10th Mayor of the City of Washington, D.C.
- In office June 14, 1830 – June 9, 1834
- Preceded by: Joseph Gales Jr.
- Succeeded by: William A. Bradley

Member of the U.S. House of Representatives from New York's 6th district
- In office October 6, 1801 – January 17, 1803
- Preceded by: John Bird
- Succeeded by: Isaac Bloom

Personal details
- Born: Johannes Petrus Van Ness November 4, 1769 Ghent, Province of New York, British America
- Died: March 7, 1846 (aged 76) Washington, D.C., U.S.
- Resting place: Oak Hill Cemetery Washington, D.C., U.S.
- Party: Democratic-Republican
- Spouse: Marcia Burns ​ ​(m. 1802; died 1832)​
- Relations: William Van Ness (brother) Cornelius Van Ness (brother)
- Parent(s): Peter Van Ness Elbertje Hogeboom
- Education: Washington Seminary; Columbia College;

Military service
- Allegiance: United States
- Branch/service: District of Columbia Militia
- Years of service: 1802-1814
- Rank: Major General
- Commands: 1st Legion, D.C. Militia D.C. Militia
- Battles/wars: War of 1812 Battle of Bladensburg; Burning of Washington; ;

= John Peter Van Ness =

American politician

Johannes Petrus "John Peter" Van Ness (November 4, 1769 - March 7, 1846) was an American politician who served as a U.S. representative from New York from 1801 to 1803 and Mayor of Washington, D.C. from 1830 to 1834.

==Early life==
Van Ness was born in Ghent in the Province of New York on November 4, 1769. He was the son of Elbertje Hogeboom (1743–1806) and Judge Peter Van Ness (1734–1804) and was a member of an old Dutch family.
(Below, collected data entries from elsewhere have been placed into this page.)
PR #862, opened 2026-02-04
Serial IRQ example

mrwatts88:


burrbull:
Maybe name it `serial-echo-irq`?

mrwatts88:
> Maybe name it `serial-echo-irq`?

updated

burrbull (approved):

PR #843, opened 2025-06-22
touch and display example for STM32F469I-DISCO B08 board revision (NT35510 LCD controller)

Amperstrand:
## Summary

This PR adds NT35510 LCD controller support for the STM32F469I-DISCO B08 board revision, enabling both display and touch functionality.

I'm not much of a rust person, and my main goal was just trying to get it to work (which it now does). The code has been restructured into what I hope are clean, reusable commits with proper attribution to the original sources.

## What's Included

**Commits:**
1. `feat(ltdc)`: DSI constructor, framebuffer DrawTarget, and layer management APIs
2. `feat(display)`: NT35510 driver and F469DISCO board init helpers
3. `feat(examples)`: F469DISCO display examples with runtime panel autodetection
4. `fix(examples)`: Improved lcd-test panel detection and init sequence

**Attribution:**
- NT35510 init sequence based on [diybitcoinhardware/f469-disco](https://github.com/diybitcoinhardware/f469-disco) (MIT license)
- Display timing and patterns from STMicroelectronics STM32CubeF4 BSP (BSD-3-Clause)

## Hardware Tested

- ✅ STM32F469I-DISCO B08 revision (NT35510 LCD panel)
- ✅ Display initialization and test patterns
- ✅ Touch controller (FT6X06) calibration and input

## Questions

NT35510 could possibly be its own crate like otm8009a is, or alternatively it could live in `src/display/` as I've structured it here. Open to feedback on the best approach.

PR #863, opened 2026-02-25
feat(dsi,ltdc): implement missing DSI commands and add DSI-compatible LTDC constructor

Amperstrand:
## Summary

- Re-export DSI host trait and command enums from stm32f4xx-hal so external display drivers can depend only on the HAL.
- Implement DCS short and generic short write commands in the DSI host implementation, removing remaining todo!()s.
- Add a DSI-oriented LTDC constructor that does not touch PLLSAI and works with the DSI host pixel clock.

## Notes

This PR is the first of two extracted from #843 (NT35510 display+touch example). It contains only the generic DSI/LTDC transport improvements and no example or board-specific changes.

Made with [Cursor](https://cursor.com)

### DIFF
--- a/src/dsi.rs
+++ b/src/dsi.rs
@@ -6,7 +6,7 @@ use crate::ltdc::DisplayConfig;
 use crate::rcc::{Enable, Rcc};
 use crate::{pac::DSI, time::Hertz};
 use core::cmp::{max, min};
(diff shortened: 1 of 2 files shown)


Amperstrand:
Consolidating into #843

PR #864, opened 2026-02-25
feat(example): add NT35510 LCD support with auto-detection for F469I-DISCO

Amperstrand:
## Summary

- Add a minimal NT35510 DSI LCD controller driver used by the F469I-DISCO LCD test example.
- Update the  example to auto-detect NT35510 vs OTM8009A at runtime (no HAL-level feature flags).
- Use the new  constructor so LTDC is driven from the DSI host PLL on STM32F469.

## Relationship to #843

This PR is the second of two smaller PRs extracted from #843 and focuses only on the F469I-DISCO NT35510/OTM8009A example. The generic DSI/LTDC transport changes now live in PR #863.

Made with [Cursor](https://cursor.com)

### DIFF
--- a/CHANGELOG.md
+++ b/CHANGELOG.md
@@ -7,6 +7,8 @@ and this project adheres to [Semantic Versioning](http://semver.org/).
 
 ## [Unreleased]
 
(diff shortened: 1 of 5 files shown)


Amperstrand:
Consolidating into #843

His father was an officer during the American Revolution and a New York politician, who owned land and a brick mansion in Columbia County. Martin Van Buren later bought much of the land and the mansion became Van Buren's home Lindenwald. The 1790 census shows that Peter Van Ness had 10 enslaved people in the household.
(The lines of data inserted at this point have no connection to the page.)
PR #874, opened 2026-05-11
Support Latest Embedded-io

ScottGibb:
This PR bumps the `embedded-io` dependency to use the latest version. Following the same pattern as the STM32F1 HAL PR: https://github.com/stm32-rs/stm32f1xx-hal/pull/565


ScottGibb:
@burrbull I think that should be us good to go! :)

burrbull (approved):

Issue #125, opened 2025-02-01
Adding new probability distributions?


ygeunkim:
Hi, I wonder if it is okay to add new probability distributions. I recently submitted a PR without opening an issue first. I think some discussions can help.
I'm considering two (one in PR and one planning) that are frequently used in Bayesian literature:

- Inverse Gaussian distribution in (#124) : Its density function exists in [math](https://www.boost.org/doc/libs/1_87_0/libs/math/doc/html/math_toolkit/dist_ref/dists/inverse_gaussian_dist.html) module, but random module does not provide its generator. IMHO, it would be great if there is corresponding generator. Schucany et al. (1976)'s algorithm is straightforward. It is also in Wikipedia.
- Generalized inverse Gaussian (GIG) distribution: This is widely used in MCMC. Several sampling algorithms exist, but Hormann and Leydold (2014) is the most widely adopted. The authors have already published an R package with C code: [GIGrvg](https://github.com/unuran/GIGrvg/blob/main/GIGrvg/src/GIGrvg.c). Since its parameter region division is somewhat different from the original paper, so citing both would be appropriate.

If maintainers are open to add these distributions, I'll submit additional PR for the GIG.
Looking forward to your thoughts!

mborland:
Thank you, and yes we are open to adding the distributions. I will review the PR on Monday. I took a quick look at linked C code repo. Since it is licensed under the GPL you cannot use that code or a modified version of it since the license is incompatible with the BSL-1.0 license.

ygeunkim:
Thank you for the clarification.
I'll use a different algorithm for the GIG to ensure compatibility and submit a PR accordingly.

ygeunkim:
Both PRs (#124 and #126 ) are merged.

PR #126, opened 2025-02-02
Feature: Generalized inverse Gaussian random generator

ygeunkim:
From Issue #125, added generalized inverse Gaussian distribution.

- Added `random/generalized_inverse_gaussian_distribution.hpp`
- Added `test/test_generalized_inverse_gaussian_distribution.cpp`
- Algorithm used: [Devroye (2014)](https://link.springer.com/article/10.1007/s11222-012-9367-z)

Need to check

- [ ] Naming: Name is quite long.
- [ ] Edge case: Whether to consider very small parameter case (can be covered using `gamma_distribution<>`)


ygeunkim:
Should replace std::cosh and std::sinh in old C++ version.

mborland (commented):
LGTM. Do you still need to think about the two items listed as need to check in your original PR comment? Is it possible to cook up some additional tests that will cover your two uncovered lines?

ygeunkim:
The algorithm has three cases but the test only covers up to 2 cases.
https://github.com/boostorg/random/blob/8378063ac7ff99645a7fb51a4b985e7ec43450a1/test/test_distribution.ipp#L209
I'll add it after adding BOOST_RANDOM_TEST3_* in test_distribution.ipp.

ygeunkim:
It seems there are still missing lines. Will change the numbers for them ASAP.

ygeunkim:
I checked codecov result, and it looks like every line is covered. Please review the changes. Since I updated the `test_distribution.ipp`, the merge might require a careful look.

mborland:
So this is what I see from the codecov report this morning. Since these are control paths for `operator()` we should have tests for them. If you need instead of expanding the `test_distribution.ipp` file you can add your own cpp file in tests directory. I find `<boost/core/lightweight_test.hpp>` easier to use: https://www.boost.org/doc/libs/master/libs/core/doc/html/core/lightweight_test.html

Screenshot 2025-02-05 at 9 52 11 AM

ygeunkim:
I should have added TEST3 in the test file. I mistakenly used TEST2 twice.
Also, I'll try your suggestion. Since my commit has added some lines in `test_distribution.ipp`, it might be better to revert it and try the lightweight_test.

ygeunkim:
Every line is now covered.

image

PR #135, opened 2025-06-30
Improve efficiency of `beta_distribution::operator()`

mborland:
@Hailios since `gamma_distribution::operator()` can be marked `const` we can in fact avoid re-initializing at least 2 gamma distributions for each call to `beta_distribution::operator()`.


mborland:
The static has been removed, and all diffs are on master so you'll see them in the 1.89 release in the next few weeks. Thanks again.

PR #156, opened 2026-09-05
Fix stream ops for RNG instances

Flamefire:
Users might want to test if reading or writing the RNG state worked
The only way is checking the stream state.

So add assertions for that and fix the offending ones


mborland (approved):
This looks good, but currently has a merge conflict.

Flamefire:
Rebased. CI passes again

PR #158, opened 2026-09-06
Add most tests to CMake build and fix some test dependencies

Flamefire:
Although BoostTestJamfile is used many tests are not included in the CMake build because they are not of the form `run source.cpp ;` but specify extra dependencies

I replaced that call by a small Jamfile parser that knows about the dependencies.

This surfaced a few dependency issues in the Jamefile:
- The dependency on Boost.Random is already set for all targets, so does not need to be added again
- boost_bind was missing from the math tests although given the C++11 base it could now be eliminated
- boost_iterator was missing from one test
- `test_random_device` was always compiled as static and shared, also compiling all dependencies twice. CI uses `./b2 link=static,shared` explicitly which I'd say is a cleaner way to test than basically forcing this

Also a mini-change to avoid the deprecation warning from Boost.Bind


mborland (approved):
This looks like a lot of overlap with #158, but since that one already has a conflict, I will merge this one.

Flamefire:
> This looks like a lot of overlap with #158, but since that one already has a conflict, I will merge this one.

You meant #156? I included this PR there to be able to debug that. Will rebase

PR #160, opened 2026-09-09
Fix multiprecision_float_test.cpp

Flamefire:
The isfinite check needs to be ran on each element. Introduce helper functions to abstract generic parts.


Flamefire:
Merged as part of #157

PR #162, opened 2026-09-10
Allow using unsecure Node version for CI

Flamefire:
Workaround until https://github.com/boostorg/random/pull/157 can be merged


.github/workflows/ci.yml
```diff
@@ -21,6 +21,7 @@ env:
   GIT_FETCH_JOBS: 8
   NET_RETRY_COUNT: 5
   DEFAULT_BUILD_VARIANT: debug,release
+  ACTIONS_ALLOW_USE_UNSECURE_NODE_VERSION: true
```
mborland, line 24: This will not work anymore in less than 2 weeks: https://github.blog/changelog/2025-09-19-deprecation-of-node-20-on-github-actions-runners/

mborland:
This repo doesn't have Drone setup for it yet so maybe that's the better option at this point? Drop everything that does not support actions v6 from GitHub Actions and add them to Drone instead.

.github/workflows/ci.yml
Flamefire: That's why I have #157 already done. However that was having a few issues and the latest CI builds with the current config are expired. So wanted to have at least one "original" run to compare although most issues seem to be only discovered by better test coverage (new compilers, code coverage on Windows, sanitizers)
Due to the failing CI my other PRs cannot be tested either.

So this 1-line change is just meant to buy some time for that.

Feel free to close this and merge the other one which I'd prefer.

Flamefire:
Drone can be added additionally for redundancy. The reusable workflow from Boost.CI is intended to keep GHA running and updated without each repo having to do the same work.
And I do like the status display from GHA much more with each check shown individually.

Quick check: About half (15/33) of the GHA CI checks would need to be removed or updated and all the used actions too

Anyway: Why not merge this now?
Currently CI does not work.
With this CI works for 2 weeks more and that line can be removed again when you get to #157 or switch to drone if you prefer that

I just added the workaround used by Boost.CI in #163 if you prefer that as an (intermediate) solution

Flamefire:
Closing in favor of #163 for a workaround. But I suggest using #157

PR #163, opened 2026-09-11
Update GHA actions and Node version

Flamefire:
Alternative to https://github.com/boostorg/random/pull/162 which works at least longer.

Better to switch to Boost.CI though, see #157


mborland:
Superseded by #157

John Peter was the older brother of William P. Van Ness (1778–1826), a federal judge, and Cornelius P. Van Ness (1782–1852), an Ambassador to Spain and Governor of Vermont.

He completed preparatory studies at Washington Seminary and attended Columbia College in New York City. He studied law and was admitted to the bar, but never practiced.

==Career==

Van Ness was elected as a Democratic-Republican to New York's 6th congressional district for the 7th United States Congress to fill the vacancy caused by the resignation of John Bird and took his seat on October 6, 1801. In April 1802, he was defeated for re-election by Federalist Henry W. Livingston.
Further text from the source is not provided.